→ WORK ITEM:
From the records below, transcribe exactly the lines that begin at the line with "jonathanslenders, line 73: I" and end at the line with "Hi @vxgmichel , I", both included.

→ DATA FOR ANALYSIS:
PR #1047, opened 2020-01-07
Improved the performance of the regular languages compiler: generate …

jonathanslenders:
…fewer and better regexes.

### DIFF
--- a/prompt_toolkit/contrib/regular_languages/__init__.py
+++ b/prompt_toolkit/contrib/regular_languages/__init__.py
@@ -54,17 +54,16 @@ named group will test the captured string.
 
 There is one tricky bit:
 
-    Ofter we operate on incomplete input (this is by definition the case for
+    Often we operate on incomplete input (this is by definition the case for
     autocompletion) and we have to decide for the cursor position in which
     possible state the grammar it could be and in which way variables could be
     matched up to that point.
 
 To solve this problem, the compiler takes the original regular expression and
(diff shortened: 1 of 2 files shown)


laixintao:
Hi @jonathanslenders thanks for the work. The compiling time saved a lot.

I read the code and think it's good, but there is a problem with completion on space.

eg:
On this branch, when I type `SPACE` the completion didn't show up:
Screen Shot 2020-01-08 at 10 34 43 AM

Screen Shot 2020-01-08 at 10 34 46 AM

But on prompt_toolkit(2.0 which is iredis current use) it works fine:

Screen Shot 2020-01-08 at 10 39 13 AM

jonathanslenders:
@laixintao : Thank you for the feedback! I really appreciate you trying it out.
This bug needs to be fixed before merging it. I'll look into that.

jonathanslenders:
@laixintao: can you check again against this branch?
I did a few bug fixes, and maybe the performance is a bit better even.

I *think* I got it right, and the above bug is solved.
Still need to clean up the code, before merging.

laixintao:
@jonathanslenders Thanks!

I tested with this branch, the cost time down to `.7 seconds, and all the compilations work fine as far as I tested.

From my log, the _re_prefix_patterns that need to compile down to 496 only (previous ~8000), that's amazing! Excellent work!

```
 INFO Compiled _re_prefix_pattern: 496
DEBUG [compile] Compile finished! Cost: 1.7887732982635498
```

PR #1064, opened 2020-01-26
set_exeption_handler improvements

Chris3606:
This is just a couple minor tweaks.
- `Application.run` was taking a `set_exception_handler` parameter but never using it, so I just added the code to forward it to the `Application.run_async` call. 
- Added `set_exception_handler` parameters to `PromptSession`.  I've found it's useful even in the context of a shortcut class like `PromptSession` to replace the application's default exception handler if you, for example, want to do something like exit the application on exception.


jonathanslenders:
Thank you for this, @Chris3606!

PR #1069, opened 2020-01-30
Name all underscore functions. -> Make Mypy happy.

jonathanslenders:


asmeurer:
+1. This also makes pyflakes happy, and it can be useful to have these functions be reusable.

PR #1074, opened 2020-02-09
bugfix: nested completion with leading space

crhan:
NestedCompleter meets a bug when input document has some leading space


jonathanslenders:
Thank you both!

PR #1096, opened 2020-03-11
Drop last use of six

chronitis:
This appears to be the only remaining reference to `six`, which can probably be dropped completely as a test requirement now that python 2 compat is no longer required.


jonathanslenders:
Thank you @chronitis !

PR #1112, opened 2020-04-01
Added fancy-zsh-prompt.py example.

jonathanslenders:


examples/prompts/fancy-zsh-prompt.py
```diff
@@ -0,0 +1,72 @@
+#!/usr/bin/env python
+"""
+Example of the fancy ZSH prompt that Chris Lasher was using (see issue #1111).
```
gotgenes, line 3: Original source is from @anki-code in https://github.com/xonsh/xonsh/issues/3356#issue-506263409

PR #1116, opened 2020-04-09
Ensure rprompt aligns with input.

fshowalter:
Align the rprompt with the input line in the case of a multi-line prompt text. Since this is a change on the float, we can't simply style the rprompt to get the desired intent.


jonathanslenders:
I did not yet merge/respond to this, because I've been wondering whether this would break other people's expectations. I'm not sure though. I'll merge it for now, but revert the change if it turns out to be an issue. In that case we should make it configurable.

PR #1118, opened 2020-04-11
Updated documentation for pattern parameter of WordCompleter

voidcase:
I found myself confused about the `pattern` parameter. Specifically what is it used for, and what is this "default one" that it replaces? Updated the docstring to clarify this.


jonathanslenders:
Thanks!

Issue #1139, opened 2020-05-09
Getting Unhandled exception in event loop: Press Enter to continue


yerfdogyrag:
This appears to be due to cpr events getting lost along the way.  This little bit of code reproduces the issue under linux (python 3.7.3, prompt_toolkit 3.0.5):

```
import os
from asyncio import sleep, get_running_loop, run
from prompt_toolkit.patch_stdout import patch_stdout
from prompt_toolkit.shortcuts import PromptSession

from prompt_toolkit import __version__
print("Version:", __version__)


def _exception_handler(loop, context):
    # Should never get here - exit quickly with error
    os._exit(4)


async def t1():
    'Print stuff to screen quickly so prompt_toolkit needs cpr'
    counter = 0 
    while True:
        print("Counter:", counter)
        counter += 1 
        await sleep(.01)


async def main():
    loop = get_running_loop()
    loop.set_exception_handler(_exception_handler)
    loop.create_task(t1())
    session = PromptSession('% ')
    with patch_stdout():
        await session.prompt_async(set_exception_handler=False)

run(main())
```

This appears to be due to a cpr event getting lost along the way and then the wait_for_responses task eventually gets reclaimed and we get the error.  I'll submit a pr for discussion.

PR #1140, opened 2020-05-09
Fix issue with asyncio task getting lost during text storm.  #1139

yerfdogyrag:
I believe this will need to be fixed in python 3.8 anyway - they're deprecating having wait actually create tasks.  I'd prefer using create_task (with a name!) here, but that would probably break 3.6.

Thoughts?

### DIFF
--- a/prompt_toolkit/renderer.py
+++ b/prompt_toolkit/renderer.py
@@ -2,7 +2,7 @@
 Renders the command line on the console.
 (Redraws parts of the input line that were changed.)
 """
-from asyncio import FIRST_COMPLETED, Future, sleep, wait, ensure_future, CancelledError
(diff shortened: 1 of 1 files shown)


jonathanslenders:
Looks like there was some conflict with this PR: https://github.com/prompt-toolkit/python-prompt-toolkit/pull/1141 that tries to solve somewhat the same thing.

But I guess if we cancel all the futures like we do now, we don't have to use "wait". we can do ``await wait_for_responses()`` and then cancel the ``wait_for_timeout`` task if that's still ongoing.

yerfdogyrag:
#1141 seems to fix the same issue that I had.   I think the only reason to make a change now is due to cleanliness and the wait/coroutine usage being deprecated in 3.8.  It's up to you - I can combine #1141 and do the await the way you mention above or just drop the PR.

Thanks!

Issue #876, opened 2019-04-13
Posix pipe inputs might respond to CPR


vxgmichel:
*Issue # 5 from [this gist](https://gist.github.com/vxgmichel/f99c372f05dafb16ab24960d985ba61a)*

It'd be nice to be able to configure whether a posix pipe input responds to CPR. It is currently forced to `False`:

https://github.com/prompt-toolkit/python-prompt-toolkit/blob/9e3845abe9d3cd64c096eaba8d890943f86b8954/prompt_toolkit/input/posix_pipe.py#L39-L41

But this pipe might be connected to a vt100 terminal that supports ANSI codes. A good example of that is `TelnetConnection.vt100_input`:

https://github.com/prompt-toolkit/python-prompt-toolkit/blob/9e3845abe9d3cd64c096eaba8d890943f86b8954/prompt_toolkit/contrib/telnet/server.py#L112

In this context `telnet_connection.vt100_input.responds_to_cpr` returns `False` even though CPR is most likely supported.

Also, all the tests seems to pass with `PosixPipeInput.responds_to_cpr` forced to `True` instead.

jonathanslenders:
@vxgmichel: thanks for pointing out! I think you're right and this should be fixed. I think we can take a ``responds_to_cpr`` boolean input in ``PosixPipeInput`` that defaults to False.

PR #1150, opened 2020-05-21
Better support for remote terminals

vxgmichel:
(Fix https://github.com/prompt-toolkit/python-prompt-toolkit/issues/876)

### Context

I'm trying to serve a ptpython console using both telnet and ssh:
https://gist.github.com/vxgmichel/7685685b3e5ead04ada4a3ba75a48eef

With the recent efforts to port prompt-toolkit to asyncio, it feels like the project is really close to have a nice and clean separation between the terminal on one side (thanks to `create_app_session`) and the application on the other side. Notice how simple the gist is, especially compared to [the one I wrote last year](https://gist.github.com/vxgmichel/f99c372f05dafb16ab24960d985ba61a) for prompt-toolkit 2.

However, I ran into a few problems when trying to run this example on linux and windows (with telnet and ssh clients running on both linux and windows). Some were related to ptpython itself and I'll make a separate PR on the ptpython repo.

### Issues

On the prompt-toolkit side, I noticed the following issues:

- Pipe input objects do not respond to CPR even though the client most probably does (see #876). I made `responds_to_cpr` configurable and defaulting to `True` for pipe input objects since it is assumed that they support `VT100`.

- Some code, mostly in `renderer.py`, uses `is_windows()` to perform some specific operations for local windows terminal. The problem is that one might use windows to serve an application to remote clients. The commit cb901ba implements `output.is_windows()` for this purpose. It also has to tweak a bit how the default color depth is chosen, for the same reasons.

- The telnet and ssh servers were not compatible with windows, but more importantly they did not provide the client terminal type to the prompt-toolkit session. Both protocol support having the client report its terminal type, so getting and setting this type as `output.term` opens the way to better remote terminal support (typically using the right color depth for the client terminal).

- The ssh server replaces LF by CRLF before writing to the client stream, but the telnet client does not. I fixed it in the telnet server for consistency even though I'm a bit puzzled by the CRLF handling in general. From what I can tell, `print_formatted_text` [does perform this replacing already](https://github.com/prompt-toolkit/python-prompt-toolkit/blob/a49c486fa5ae6ad5a38ff3c1050f9c9609acac1d/prompt_toolkit/renderer.py#L769), but it also happens that the `output.write()` method is used directly in some case. I could only find [one occurrence](https://github.com/prompt-toolkit/python-prompt-toolkit/blob/a49c486fa5ae6ad5a38ff3c1050f9c9609acac1d/prompt_toolkit/shortcuts/prompt.py#L1037)) in `prompt-toolkit` and it does use CRLF. However, there is plenty of write calls in the ptpython REPL that uses LF instead (e.g [when rendering an exception](https://github.com/prompt-toolkit/ptpython/blob/89017ba158ed1d95319233fa5aedf3931c3b8b77/ptpython/repl.py#L241)).

### Proof of concept

This PR is a proof of concept and is probably not ready to merge as it is, especially since it changes some part of the prompt-toolkit API (e.g `ColorDepth.default`).

### DIFF
--- a/prompt_toolkit/contrib/telnet/server.py
+++ b/prompt_toolkit/contrib/telnet/server.py
@@ -81,6 +81,7 @@ class _ConnectionStdout:
         self._buffer: List[bytes] = []
 
     def write(self, data: str) -> None:
+        data = data.replace("\n", "\r\n")
         self._buffer.append(data.encode(self._encoding, errors=self._errors))
         self.flush()
 
--- a/prompt_toolkit/contrib/telnet/server.py
+++ b/prompt_toolkit/contrib/telnet/server.py
@@ -11,7 +11,7 @@ from prompt_toolkit.application.current import create_app_session, get_app
 from prompt_toolkit.application.run_in_terminal import run_in_terminal
 from prompt_toolkit.data_structures import Size
 from prompt_toolkit.formatted_text import AnyFormattedText, to_formatted_text
-from prompt_toolkit.input.posix_pipe import PosixPipeInput
+from prompt_toolkit.input import create_pipe_input
 from prompt_toolkit.output.vt100 import Vt100_Output
 from prompt_toolkit.renderer import print_formatted_text as print_formatted_text
 from prompt_toolkit.styles import BaseStyle, DummyStyle
@@ -26,7 +26,9 @@ from .protocol import (
     NAWS,
     SB,
     SE,
+    SEND,
     SUPPRESS_GO_AHEAD,
+    TTYPE,
     WILL,
     TelnetProtocolParser,
 )
@@ -58,6 +60,12 @@ def _initialize_telnet(connection: socket.socket) -> None:
 
     # Negotiate window size
     connection.send(IAC + DO + NAWS)
+
+    # Negotiate terminal type
+    connection.send(IAC + DO + TTYPE)
+
+    # Negotiate terminal type
+    connection.send(IAC + SB + TTYPE + SEND + IAC + SE)
 
 
 class _ConnectionStdout:
@@ -115,6 +123,8 @@ class TelnetConnection:
         self.encoding = encoding
         self.style = style
         self._closed = False
+        self._ready = asyncio.Event()
+        self.vt100_output = None
 
         # Create "Output" object.
         self.size = Size(rows=40, columns=79)
@@ -123,14 +133,13 @@ class TelnetConnection:
         _initialize_telnet(conn)
 
         # Create input.
-        self.vt100_input = PosixPipeInput()
+        self.vt100_input = create_pipe_input()
 
         # Create output.
         def get_size() -> Size:
             return self.size
 
         self.stdout = cast(TextIO, _ConnectionStdout(conn, encoding=encoding))
-        self.vt100_output = Vt100_Output(self.stdout, get_size, write_binary=False)
 
         def data_received(data: bytes) -> None:
             """ TelnetProtocolParser 'data_received' callback """
@@ -139,9 +148,17 @@ class TelnetConnection:
         def size_received(rows: int, columns: int) -> None:
             """ TelnetProtocolParser 'size_received' callback """
             self.size = Size(rows=rows, columns=columns)
-            get_app()._on_resize()
+            if self.vt100_output is not None:
+                get_app()._on_resize()
 
-        self.parser = TelnetProtocolParser(data_received, size_received)
+        def ttype_received(ttype: str) -> None:
+            """ TelnetProtocolParser 'ttype_received' callback """
+            self.vt100_output = Vt100_Output(
+                self.stdout, get_size, term=ttype, write_binary=False
+            )
+            self._ready.set()
+
+        self.parser = TelnetProtocolParser(data_received, size_received, ttype_received)
         self.context: Optional[contextvars.Context] = None
 
     async def run_application(self) -> None:
@@ -158,25 +175,24 @@ class TelnetConnection:
                 logger.info("Connection closed by client. %r %r" % self.addr)
                 self.close()
 
-        async def run() -> None:
-            # Add reader.
-            loop = get_event_loop()
-            loop.add_reader(self.conn, handle_incoming_data)
+        # Add reader.
+        loop = get_event_loop()
+        loop.add_reader(self.conn, handle_incoming_data)
 
-            try:
+        try:
+            # Wait for v100_output to be properly instantiated
+            await self._ready.wait()
+            with create_app_session(input=self.vt100_input, output=self.vt100_output):
+                self.context = contextvars.copy_context()
                 await self.interact(self)
-            except Exception as e:
-                print("Got %s" % type(e).__name__, e)
-                import traceback
+        except Exception as e:
+            print("Got %s" % type(e).__name__, e)
+            import traceback
 
-                traceback.print_exc()
-                raise
-            finally:
-                self.close()
-
-        with create_app_session(input=self.vt100_input, output=self.vt100_output):
-            self.context = contextvars.copy_context()
-            await run()
+            traceback.print_exc()
+            raise
+        finally:
+            self.close()
 
     def feed(self, data: bytes) -> None:
         """
@@ -199,6 +215,8 @@ class TelnetConnection:
         """
         Send text to the client.
         """
+        if self.vt100_output is None:
+            return
         formatted_text = to_formatted_text(formatted_text)
         print_formatted_text(
             self.vt100_output, formatted_text, self.style or DummyStyle()
@@ -224,6 +242,8 @@ class TelnetConnection:
         """
         Erase the screen and move the cursor to the top.
         """
+        if self.vt100_output is None:
+            return
         self.vt100_output.erase_screen()
         self.vt100_output.cursor_goto(0, 0)
         self.vt100_output.flush()
--- a/prompt_toolkit/contrib/telnet/server.py
+++ b/prompt_toolkit/contrib/telnet/server.py
@@ -62,9 +62,12 @@ def _initialize_telnet(connection: socket.socket) -> None:
     connection.send(IAC + DO + NAWS)
 
     # Negotiate terminal type
+    # Assume the client will accept the negociation with `IAC +  WILL + TTYPE`
     connection.send(IAC + DO + TTYPE)
 
-    # Negotiate terminal type
+    # We can then select the first terminal type supported by the client,
+    # which is generally the best type the client supports
+    # The client should reply with a `IAC + SB  + TTYPE + IS + ttype + IAC + SE`
     connection.send(IAC + SB + TTYPE + SEND + IAC + SE)
 
 
--- a/prompt_toolkit/output/color_depth.py
+++ b/prompt_toolkit/output/color_depth.py
@@ -35,7 +35,7 @@ class ColorDepth(str, Enum):
     TRUE_COLOR = DEPTH_24_BIT
 
     @classmethod
-    def default(cls, term: Optional[str] = None) -> "ColorDepth":
+    def local_default(cls, term: Optional[str] = None) -> "ColorDepth":
         """
         Return the default color depth, according to the $TERM value.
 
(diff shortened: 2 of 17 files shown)


jonathanslenders:
Hi @vxgmichel,

Thanks for this! I quickly went through the changes, and in general I like the idea and how it's implemented. I still need to take some time to really go through this more in depth. Hope to do that soon.

prompt_toolkit/contrib/telnet/server.py
```diff
@@ -59,6 +61,12 @@ def _initialize_telnet(connection: socket.socket) -> None:
     # Negotiate window size
     connection.send(IAC + DO + NAWS)
 
+    # Negotiate terminal type
```
jonathanslenders, line 64: Both sequences here have the comment "Negotiate terminal type".
Are they doing the same thing?

prompt_toolkit/output/color_depth.py
```diff
@@ -62,7 +69,8 @@ def default(cls, term: Optional[str] = None) -> "ColorDepth":
         # vt100 escape sequences with ENABLE_VIRTUAL_TERMINAL_PROCESSING are
         # supported. We don't have a reliable way yet to know whether our
         # console supports true color or only 4-bit.
-        if is_windows() and "PROMPT_TOOLKIT_COLOR_DEPTH" not in os.environ:
+        windows = output.is_windows() if output is not None else is_windows()
+        if windows and "PROMPT_TOOLKIT_COLOR_DEPTH" not in os.environ:
```
jonathanslenders, line 73: I think here we probably don't need a specialization for Windows, but instead, the Output classes can have a method
``get_default_color_depth()`` which is called here.

prompt_toolkit/output/color_depth.py
```diff
@@ -46,9 +50,12 @@ def default(cls, term: Optional[str] = None) -> "ColorDepth":
         override this outcome. This is a way to enforce a certain color depth
         in all prompt_toolkit applications.
 
-        If no `term` parameter is given, we use the $TERM environment variable.
+        If no `output` parameter is given or it does not provide a corresponding
+        `term`, we use the $TERM environment variable.
         """
         # Take `TERM` value from environment variable if nothing was passed.
+        term = getattr(output, "term", None)
```
jonathanslenders, line 57: Like the comment below, this code where we check "term" can probably move to ``Vt100Output.get_default_color_depth()``.

prompt_toolkit/output/windows10.py
```diff
@@ -52,6 +52,8 @@ def flush(self) -> None:
 
     def __getattr__(self, name: str) -> Any:
         if name in (
+            "term",
```
jonathanslenders, line 55: If we have ``Output.get_default_color_depth()``, then we don't need these two.

prompt_toolkit/renderer.py
```diff
@@ -742,7 +743,7 @@ def print_formatted_text(
     """
     fragments = to_formatted_text(formatted_text)
     style_transformation = style_transformation or DummyStyleTransformation()
-    color_depth = color_depth or ColorDepth.default()
+    color_depth = color_depth or ColorDepth.default(output)
```
jonathanslenders, line 746: ``color_depth or output.get_default_color_depth()``

jonathanslenders:
Hi @vxgmichel , I added a few comments. Can you have a look at these? Maybe also rebase on the master branch, so that the false-positive mypy errors are fixed.

prompt_toolkit/contrib/telnet/server.py
vxgmichel: The full exchange for selecting the first terminal type supported by the client (which is generally the best type the client supports) is actually:
```
[Server]> IAC DO TERMINAL-TYPE
[Client]< IAC WILL TERMINAL-TYPE
[Server]> IAC SB TERMINAL-TYPE SEND IAC SE
[Client]< IAC SB TERMINAL-TYPE IS "VT100" IAC SE
```
Source: http://mud-dev.wikidot.com/telnet:negotiation

Here, I don't wait for `IAC WILL TERMINAL-TYPE` because I didn't want those changes to get too complicated as it seems safe to assume that the client will accept the terminal type negociation.

Is adding a comment enough or do you want me to implement the negotiation more rigorously?

prompt_toolkit/output/color_depth.py
vxgmichel: Right, that makes sense!

vxgmichel:
Hi @jonathanslenders 

> Can you have a look at these? Maybe also rebase on the master branch, so that the false-positive mypy errors are fixed.

Done!

I rewrote the history of the branch, here's the list of changes:
- https://github.com/prompt-toolkit/python-prompt-toolkit/pull/1150/commits/b2797d5bf4e2014e370abc3acde66216b7337d35: Pass the prompt-toolkit ssh session to the `interact` coroutine
 It's quite useful to get the ssh session object in the `interact` coroutine, plus the telnet server already does that with the `TelnetConnection` object. I had to rename `PromptToolkitSession` with `PromptToolkitSSHSession` so it's not confused with regulars prompt sessions.

- https://github.com/prompt-toolkit/python-prompt-toolkit/pull/1150/commits/b9663182e6dd5e5ef76f643cfe23285eaeb7c9c1 Add `get_default_color_depth` method to Output objects 
 I added the `get_default_color_depth()` as you asked and turned `ColorDepth.default()` into three methods:
  - `ColorDepth.local_default(term)`
  - `ColorDepth.vt100_default(term)`
  - `ColorDepth.windows_default()`

 The problem is that as far as I know, there's no mechanism in the code base to tell whether the output object corresponds to a local or remote terminal. This is important because environment variables like `TERM` or `PROMPT_TOOLKIT_COLOR_DEPTH` should be ignored for remote terminals. Do you know how you'd like to see this implemented?

- https://github.com/prompt-toolkit/python-prompt-toolkit/pull/1150/commits/f921e24bd58be3956992065b4e2a999a10993924 Remove is_windows() calls from the renderer 
  Here, checking for existing methods looked fine to me but let me know if you want to have another approach.

- https://github.com/prompt-toolkit/python-prompt-toolkit/pull/1150/commits/cd4e4c3e9b3bd9eb4f867789112428e95ee0ba0e Add a comment explaining terminal type negociation in telnet 
 See this comment https://github.com/prompt-toolkit/python-prompt-toolkit/pull/1150#discussion_r441450772

vxgmichel:
@jonathanslenders I made a few mistakes in my commits and had to force-push a couple of times. The branch should be ready to review now :)

prompt_toolkit/contrib/telnet/server.py
jonathanslenders: A comment is enough. We can always improve the implementation if needed for somebody.

prompt_toolkit/output/vt100.py
```diff
@@ -683,3 +683,6 @@ def bell(self) -> None:
         " Sound bell. "
         self.write_raw("\a")
         self.flush()
+
+    def get_default_color_depth(self) -> ColorDepth:
+        return ColorDepth.vt100_default(self.term)
```
jonathanslenders, line 688: I would actually move the implementation of ``vt100_default`` in here. (and same for the other Output implementations.)

Basically the open/closed principle: no need to change the ``ColorDepth`` class if we define a new ``Output``.
I can make that change.

jonathanslenders:
> The problem is that as far as I know, there's no mechanism in the code base to tell whether the output object corresponds to a local or remote terminal. This is important because environment variables like TERM or PROMPT_TOOLKIT_COLOR_DEPTH should be ignored for remote terminals. Do you know how you'd like to see this implemented?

→ ANSWER BOX:
jonathanslenders, line 73: I think here we probably don't need a specialization for Windows, but instead, the Output classes can have a method
``get_default_color_depth()`` which is called here.

prompt_toolkit/output/color_depth.py
```diff
@@ -46,9 +50,12 @@ def default(cls, term: Optional[str] = None) -> "ColorDepth":
         override this outcome. This is a way to enforce a certain color depth
         in all prompt_toolkit applications.
 
-        If no `term` parameter is given, we use the $TERM environment variable.
+        If no `output` parameter is given or it does not provide a corresponding
+        `term`, we use the $TERM environment variable.
         """
         # Take `TERM` value from environment variable if nothing was passed.
+        term = getattr(output, "term", None)
```
jonathanslenders, line 57: Like the comment below, this code where we check "term" can probably move to ``Vt100Output.get_default_color_depth()``.

prompt_toolkit/output/windows10.py
```diff
@@ -52,6 +52,8 @@ def flush(self) -> None:
 
     def __getattr__(self, name: str) -> Any:
         if name in (
+            "term",
```
jonathanslenders, line 55: If we have ``Output.get_default_color_depth()``, then we don't need these two.

prompt_toolkit/renderer.py
```diff
@@ -742,7 +743,7 @@ def print_formatted_text(
     """
     fragments = to_formatted_text(formatted_text)
     style_transformation = style_transformation or DummyStyleTransformation()
-    color_depth = color_depth or ColorDepth.default()
+    color_depth = color_depth or ColorDepth.default(output)
```
jonathanslenders, line 746: ``color_depth or output.get_default_color_depth()``

jonathanslenders:
Hi @vxgmichel , I added a few comments. Can you have a look at these? Maybe also rebase on the master branch, so that the false-positive mypy errors are fixed.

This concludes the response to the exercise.